Copy out all lines from the entries below in which "gamma" occurs.

[DATA FOR ANALYSIS Boundary: Start]

PR #8669, opened 2025-12-22
Add sigmoid/softmax interface for AsymmetricUnifiedFocalLoss

### LINKED ISSUE #8603: Add sigmoid/softmax interface for `AsymmetricUnifiedFocalLoss`

ytl0623:
Fixes #8603 

### Description

This PR refactors `AsymmetricUnifiedFocalLoss` to extend support from binary-only to multi-class segmentation and aligns the interface with `FocalLoss`.

Key Changes:
1. Multi-class Support
2. Interface Standardization
3. Unit Tests

### Types of changes

### DIFF
--- a/monai/losses/unified_focal_loss.py
+++ b/monai/losses/unified_focal_loss.py
@@ -32,7 +32,7 @@ class AsymmetricUnifiedFocalLoss(_Loss):
 
     - "Unified Focal Loss: Generalising Dice and Cross Entropy-based Losses to Handle Class Imbalanced Medical Image Segmentation",
     Michael Yeung, Computerized Medical Imaging and Graphics
-    
+
     Example:
         >>> import torch
         >>> from monai.losses import AsymmetricUnifiedFocalLoss
--- a/monai/losses/unified_focal_loss.py
+++ b/monai/losses/unified_focal_loss.py
@@ -73,6 +73,12 @@ class AsymmetricUnifiedFocalLoss(_Loss):
             epsilon: Small value to prevent division by zero or log(0). Defaults to 1e-7.
         """
         super().__init__(reduction=LossReduction(reduction).value)
+        if not 0 <= weight <= 1:
+            raise ValueError(f"weight must be in [0, 1], got {weight}")
+        if not 0 <= delta <= 1:
+            raise ValueError(f"delta must be in [0, 1], got {delta}")
+        if gamma <= 0:
+            raise ValueError(f"gamma must be > 0, got {gamma}")
         self.weight = weight
         self.delta = delta
         self.gamma = gamma
@@ -97,7 +103,7 @@ class AsymmetricUnifiedFocalLoss(_Loss):
 
         if self.to_onehot_y:
             if n_pred_ch == 1:
-                warnings.warn("single channel prediction, `to_onehot_y=True` ignored.")
+                warnings.warn("single channel prediction, `to_onehot_y=True` ignored.", stacklevel=2)
             else:
                 if target.shape[1] == 1:
                     target = one_hot(target, num_classes=n_pred_ch)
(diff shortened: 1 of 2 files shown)


monai/losses/unified_focal_loss.py
```diff
@@ -162,79 +241,72 @@ def __init__(
...
         """
         Args:
-            to_onehot_y : whether to convert `y` into the one-hot format. Defaults to False.
-            num_classes : number of classes, it only supports 2 now. Defaults to 2.
-            delta : weight of the background. Defaults to 0.7.
-            gamma : value of the exponent gamma in the definition of the Focal loss. Defaults to 0.75.
-            epsilon : it defines a very small number each time. simmily smooth value. Defaults to 1e-7.
-            weight : weight for each loss function, if it's none it's 0.5. Defaults to None.
-
-        Example:
```
ericspod, line 175: We're loosing this example in the changes, I think it should be added back to the docstring as it's still useful to demonstrate something basic.

monai/losses/unified_focal_loss.py
```diff
@@ -162,79 +241,72 @@ def __init__(
...
         """
         Args:
-            y_pred : the shape should be BNH[WD], where N is the number of classes.
-                It only supports binary segmentation.
-                The input should be the original logits since it will be transformed by
-                    a sigmoid in the forward function.
-            y_true : the shape should be BNH[WD], where N is the number of classes.
-                It only supports binary segmentation.
-
-        Raises:
```
ericspod, line 203: We should still include what conditions raise exceptions, it's changed now but there's still raise statements in the code.

tests/losses/test_unified_focal_loss.py
```diff
@@ -19,47 +19,92 @@
...
 
     def test_with_cuda(self):
-        loss = AsymmetricUnifiedFocalLoss()
-        i = torch.tensor([[[[1.0, 0], [0, 1.0]]], [[[1.0, 0], [0, 1.0]]]])
-        j = torch.tensor([[[[1.0, 0], [0, 1.0]]], [[[1.0, 0], [0, 1.0]]]])
-        if torch.cuda.is_available():
-            i = i.cuda()
-            j = j.cuda()
+        if not torch.cuda.is_available():
+            print("CUDA not available, skipping test_with_cuda")
```
ericspod: Please don't print things in the tests, the output just gets very large when this happens. Other tests in MONAI do this but we need to clean those up as well.

ericspod (commented):
Hi @ytl0623 thanks for this contribution! Please look at the comments from Coderabbit, I think some of the logic does need to be double checked. I have gone over the code briefly and mentioned a few things, but once you've looked at the Coderabbit reviews I can revisit things.

ytl0623:
> Hi @ytl0623 thanks for this contribution! Please look at the comments from Coderabbit, I think some of the logic does need to be double checked. I have gone over the code briefly and mentioned a few things, but once you've looked at the Coderabbit reviews I can revisit things.

Hi @ericspod, Apologies for the confusion in the previous commit 😅. I've fixed the issues and all tests passed now. Ready for re-review. Thanks!

ericspod:
Hi @ytl0623 thanks for the addition here, however I think we should reconsider how this is refactored. The two other loss classes are removed in this refactor, although they weren't public (in that they appeared in the `__init__.py` file for `losses`) I still think they should be retained in case they are being used. If they were removed they should be replaced with stub classes with the `deprecated` decorator anyhow (#8680 has an example of doing this). 

Secondly, with the class that is present the constructor's arguments are reordered and some values removed, this would require using the `deprecated_arg` decorator to mark this as the case. I would instead suggest that you leave the order of arguments alone and add new ones at the end of the argument list to avoid needing to do this. If you do want to remove one argument you need to mark it as deprecated and put it at the end of the argument list, but just ignore its value in the constructor.

PR #8672, opened 2025-12-24
ENH: support additional dtypes in pad_nd

### LINKED ISSUE #7842: Support more dtypes in `pad_nd`
To be brief, I just have no idea why `torch.bool` (and other integer dtypes except for torch.int32) is considered to be not supported by PyTorch (it seems to work for me with PyTorch 2.3). I will be glad to add a PR.

https://github.com/Project-MONAI/MONAI/blob/4029c422f1da84cdf5e4ce546dbff33245cbe025/monai/transforms/croppad/functional.py#L99-L104

shubham-61969:
Prefer the PyTorch padding backend when supported and safely fall back
to NumPy on error. Add unit tests to validate backend selection and
ensure output dtype is preserved.

Fixes #7842

### Description

This pull request relaxes dtype restrictions in `pad_nd` and prefers
the PyTorch padding backend when supported, with a safe fallback to
NumPy on error. This enables support for additional dtypes (e.g. bool)
that are already handled correctly by recent PyTorch versions.

Unit tests are added to validate backend selection and ensure dtype
preservation.

### Types of changes


monai/transforms/croppad/functional.py
```diff
@@ -96,19 +96,24 @@ def pad_nd(
...
-            torch.bool,
-            torch.uint8,
-        }:
+        if mode in {"constant", "reflect", "edge", "replicate", "wrap", "circular"}:
+            # Try PyTorch pad for these modes; fallback to NumPy on error.
             _pad = _pt_pad
-        return _pad(img, pad_width=to_pad, mode=mode, **kwargs)
+        call_kwargs = dict(kwargs)
+        if mode != "constant":
+            call_kwargs.pop("value", None)
```
ericspod: If this condition isn't present, the effect of providing a `value` argument and not use "constant" mode is to raise an exception in the pad routine used, I think this is intended behaviour. Here if the `value` argument is removed this silently allows unintended arguments to be ignored, it's better to raise an exception instead.

tests/transforms/croppad/test_pad_nd_dtypes.py
```diff
@@ -0,0 +1,70 @@
+# Copyright (c) MONAI Consortium
```
ericspod, line 1: In MONAI we use `unittest` and `parameterized` packages for tests and not `pytest`, specifically we use test classes and methods for unit tests rather than functions. Please reformulate these tests to use these packages according the style of other tests that are present here. It might make sense to add your tests to an existing file rather than a new one, have a look at existing files to see if it does make sense that way.

ericspod (commented):
Hi @shubham-61969 thanks for the contribution. I think the change itself is fine with a few comments, the tests do need to be reformulated with `unittest` in particular. I think the previous implementation with its limitations was a result of older PyTorch versions so it's good to get this fix in. Please have a look again and then we can rereview.

shubham-61969:
Hi @ericspod , thanks for the feedback.

I’ve updated the implementation to explicitly raise an error when value is provided with modes other than "constant", so the original contract is preserved. I also reworked the tests to use unittest + parameterized and aligned them with MONAI’s existing test style.

All GitHub CI checks are now passing.

Could you please take another look? If there are any further changes you’d like, I’m happy to address them otherwise I believe this should be ready to merge.

monai/transforms/croppad/functional.py
```diff
@@ -96,19 +96,22 @@ def pad_nd(
...
-            torch.int16,
-            torch.int64,
-            torch.bool,
-            torch.uint8,
-        }:
+        if mode in {"constant", "reflect", "edge", "replicate", "wrap", "circular"}:
+            # Try PyTorch pad for these modes; fallback to NumPy on error.
             _pad = _pt_pad
-        return _pad(img, pad_width=to_pad, mode=mode, **kwargs)
+        call_kwargs = dict(kwargs)
```
ericspod: We don't actually need `call_kwargs` now as you can refer to `kwargs` directly.

tests/transforms/croppad/test_pad_nd_dtypes.py
```diff
@@ -0,0 +1,101 @@
...
+            patch.object(F, "_np_pad", wraps=F._np_pad) as mock_np,
+        ):
+            out = pad_nd(img, to_pad, mode="constant", value=0)
+
+        self.assertTrue(mock_pt.called)
+        self.assertTrue(mock_np.called)
+        self.assertEqual(out.dtype, img.dtype)
+        self.assertEqual(out.shape, (1, 6, 8))
+
+    @parameterized.expand([torch.bool, torch.int8, torch.int16, torch.int32, torch.int64, torch.uint8, torch.float32])
```
ericspod: Often it's cleaner to put arguments to `expand` into a variable at the top of the file, here and in the next usage it just is cleaner to read the tests.

tests/transforms/croppad/test_pad_nd_dtypes.py
```diff
@@ -0,0 +1,101 @@
...
+
+        self.assertEqual(out.shape, (1, 6, 8))
+        self.assertEqual(out.dtype, img.dtype)
+
+    def test_value_with_non_constant_mode_raises(self):
+        """Test that pad_nd raises ValueError when 'value' is provided with non-constant mode."""
+        img = torch.ones((1, 4, 4))
+        to_pad = [(0, 0), (1, 1), (2, 2)]
+        with self.assertRaises(ValueError):
+            pad_nd(img, to_pad, mode="reflect", **{"value": 0})
```
ericspod:
```suggestion
            pad_nd(img, to_pad, mode="reflect", value=0)
```

ericspod (approved):
Looks good to me now, I had some minor comments only. We'll try to get this merge shortly when other things have been resolved.

monai/transforms/croppad/functional.py
shubham-61969: My bad, I completely missed switching it back to kwargs during the refactor. Thanks for pointing that out!

tests/transforms/croppad/test_pad_nd_dtypes.py
shubham-61969: Noted!

shubham-61969:
Hello @ericspod, 
All suggested changes are now applied would appreciate a quick re-review when you have a moment.
Thanks!

ericspod (approved):
Hi @shubham-61969 sorry for the long delay, I think this looks good now, thanks!

PR #8690, opened 2026-01-12
Fix align_corners mismatch in AffineTransform

aymuos15:
## Summary
- Fixed inconsistent `align_corners` parameter in `AffineTransform`
- The `to_norm_affine` call was using hardcoded `align_corners=False` while `affine_grid` and `grid_sample` used `self.align_corners` (default `True`), causing half-pixel offset
- Changed to use `self.align_corners` consistently across the coordinate transformation pipeline

## Changes
- Modified `monai/networks/layers/spatial_transforms.py` to use `self.align_corners` instead of hardcoded `False`
- Updated test expected values to reflect correct behavior
- Added test cases to verify `align_corners` consistency

## Test Plan
- All existing tests pass with updated expected values
- New tests verify alignment behavior with both `align_corners=True` and `align_corners=False`
- Identity affine transforms now produce pixel-perfect outputs regardless of `align_corners` setting


atbenmurray:
Hi, taking a look at this

atbenmurray:
Sorry for the delay. On it now

aymuos15:
@atbenmurray 

I fixed the merge conflicts. Anything else to do here?

atbenmurray:
Reviewing now

monai/transforms/spatial/array.py
```diff
@@ -540,7 +540,8 @@ def __call__(
         if self.recompute_affine and isinstance(data_array, MetaTensor):
             if lazy_:
                 raise NotImplementedError("recompute_affine is not supported with lazy evaluation.")
-            a = scale_affine(original_spatial_shape, actual_shape)
+            ac = align_corners if align_corners is not None else False
```
atbenmurray, line 543: Looks like this change requires `Spacing` to set `align_corners` to self during `__init__` which it doesn't appear to do at the moment. Either that or it needs to fetch it from self.sp_resample.align_corners. Or am I wrong and is this `align_corners` independent from the one set during `__init__`?

aymuos15:
Hi @atbenmurray Do you think there is anything else left to do here? thanks :D

atbenmurray (commented):
Can you address the one comment? It might not need a change

aymuos15:
@atbenmurray thank you very much for pointing that out. That had slipped me. Have fixed it now properly

ericspod:
Hi @aymuos15 please check the Coderabbit comments to see if there's anything to address then marked as resolved. With that, if @atbenmurray can approve we can merge this soon.

aymuos15:
> Hi @aymuos15 please check the Coderabbit comments to see if there's anything to address then marked as resolved. With that, if @atbenmurray can approve we can merge this soon.

Everything should be addressed now, thank you!

atbenmurray (approved):
Everything looks resolved from here!

Issue #6753, opened 2023-07-21
PersistentDataset and CacheDataset hybrid


ibro45:
**Is your feature request related to a problem? Please describe.**
`CacheDataset` preprocesses the non-random transforms and loads the data into RAM.
`PersistentDataset` preprocesses the non-random transforms into pickled files on its first run, and any subsequent run reads them on the fly and applies the random transforms only.

However, when prototyping, you often rerun a setup with different hyper-parameters, and you end up waiting each time for the `CacheDataset` to preprocess the non-random transforms all over again. Using `PersistentDataset` on the other hand, won't require preprocessing them again at each run, but could still be slower than `CacheDataset` as it reads objects from the drive instead of RAM.

**Describe the solution you'd like**
I propose a combination of the two, that could also be framed as an extension to `PersistentDataset` that will allow loading of the pickled files into RAM. This way, the non-random transforms are only ever done once instead of always redoing them when loading the data into RAM.

ibro45:
This is a nice addition, thanks for pointing it out!

I was suggesting something a bit different. Maybe I should frame it this way - a `CacheDataset` that on the first run pickles the non-random transformed objects, and in subsequent runs just loads them directly into the RAM, without requiring to re-do the non-random transformation.

Or, a `PersistentDataset` whose pickled files are loaded into the RAM, instead of being read from the drive throughout the training. The current `PersistentDataset` behavior, if it had `cache_rate`, would be as if it were `cache_rate=0`. I'm basically suggesting a `PersistentData` with `cache_rate` like in `CacheDataset` specifying how much data should be kept in the RAM constantly.

wyli:
thanks @ibro45  that's a good idea, adding the feature request label here..

PR #8691, opened 2026-01-12
Add in_memory option to PersistentDataset for hybrid caching

aymuos15:
## Summary

Addresses #6753 

This PR adds an `in_memory` option to `PersistentDataset` that combines the benefits of persistent disk storage with fast RAM access:

- **First access**: Data is loaded from disk cache (or preprocessed if not cached) and stored in RAM
- **Subsequent accesses**: Data is served directly from RAM

This provides the best of both worlds:
- **vs default PersistentDataset**: No repeated disk reads during training epochs
- **vs CacheDataset**: No reprocessing on script restart

### Changes

- Add `in_memory: bool = False` parameter to `PersistentDataset`
- Add `memory_cache_size` property for inspecting cache state
- Optimize `_cachecheck()` to compute cache key once
- Clear memory cache when `set_data()` is called
- Add comprehensive unit tests including automatic hybrid caching test

### Usage

```python
from monai.data import PersistentDataset

# Hybrid mode: disk persistence + RAM caching
ds = PersistentDataset(
    data=data,
    transform=transform,
    cache_dir="./cache",
    in_memory=True  # NEW
)
```

## Test plan

- [x] Unit tests for `in_memory` cache functionality
- [x] Unit tests for `cache_dir=None` (pure RAM mode)
- [x] Unit tests for automatic hybrid caching behavior
- [x] Verified `set_data()` clears memory cache
- [x] Benchmarked against default PersistentDataset and CacheDataset


ericspod:
Hi @aymuos15 this looks good to me in general, though I wonder about the warning from Coderabbit regarding your tests. Can yoiu check that the results it's complaining about are actually working? I think it is correct that pi should be added to values. We also are waiting for a hotfix version to be released so it might be a while before we can merge this. Thanks!

aymuos15:
Thank you very much for the update. I have addressed the code rabbit comment.

ericspod:
> Thank you very much for the update. I have addressed the code rabbit comment.

I'm not sure I see anything different in the code. Do the commits you've made since my comment change things? Or was the Coderabbit comment spurious?

aymuos15:
I hadn't realised I did not add the change back then. Apologies. Have actually addressed the code rabbit comment now.

garciadias:
It seems this got stale. It's seems like an important issue to solve. Is there anything I can do to help?

aymuos15:
Hey @garciadias can you give this a review tomorrow? I will get to it by then? It shouldve ben okay as is, ill solve th conficts

garciadias:
> Hey @garciadias can you give this a review tomorrow? I will get to it by then? It shouldve ben okay as is, ill solve th conficts

Hi @aymuos15, there seems to be some work you need to do to solve the conflicts and run the CI/CD. I am fairly busy at the moment, so I can't promise, but if you solve these today, I could try to review it tomorrow.

Are you at BH? I think I sit behind you; there is a guy with your profile picture on their wallpaper. Say hi sometime if you see me.

monai/data/dataset.py
```diff
@@ -428,8 +442,11 @@ def _cachecheck(self, item_transformed):
         return _item_transformed
 
     def _transform(self, index: int):
-        pre_random_item = self._cachecheck(self.data[index])
-        return self._post_transform(pre_random_item)
+        if not self.in_memory:
+            return self._post_transform(self._cachecheck(self.data[index]))
+        if index not in self._memory_cache:
+            self._memory_cache[index] = self._cachecheck(self.data[index])
+        return self._post_transform(self._memory_cache[index])
```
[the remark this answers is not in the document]
aymuos15: latest commit resolves this

monai/data/dataset.py
```diff
@@ -428,8 +446,22 @@ def _cachecheck(self, item_transformed):
...
+        Fetch the pre-random-transform item for `index` and apply the random transforms to it.
+
+        Args:
+            index: index of the item in `self.data`.
+
+        Returns:
+            The fully transformed data element.
+
+        """
+        if not self.in_memory:
```
garciadias, line 462: The RAM cache stores whatever _cachecheck() returns on first access, but that's the raw pre-transform value -- it never goes through the convert_to_tensor(..., track_meta=self.track_meta) normalization that happens before torch.save (around line 414). Without in_memory, every access after the first goes through the disk-hit branch of _cachecheck and gets that normalized (tensor/MetaTensor) type back via torch.load. With in_memory=True, the first computed value is cached verbatim and reused for every later access in that process, so it can permanently stay as e.g. a plain numpy.ndarray even when track_meta=True is set (which is documented elsewhere as "converts to MetaTensor"). I verified this with a minimal repro: a pre-random transform that leaves a field as numpy.ndarray returns numpy.ndarray on every access once in_memory=True, vs. numpy.ndarray then torch.Tensor (1st vs 2nd+ access) when in_memory=False. Suggested fix: when first populating self._memory_cache[index], run it through the same convert_to_tensor(..., track_meta=self.track_meta) call used before torch.save, so the RAM-cached entry matches what a disk-cache hit would return.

[DATA FOR ANALYSIS Boundary: End]

RESULT:
+        if gamma <= 0:
+            raise ValueError(f"gamma must be > 0, got {gamma}")
         self.gamma = gamma
-            gamma : value of the exponent gamma in the definition of the Focal loss. Defaults to 0.75.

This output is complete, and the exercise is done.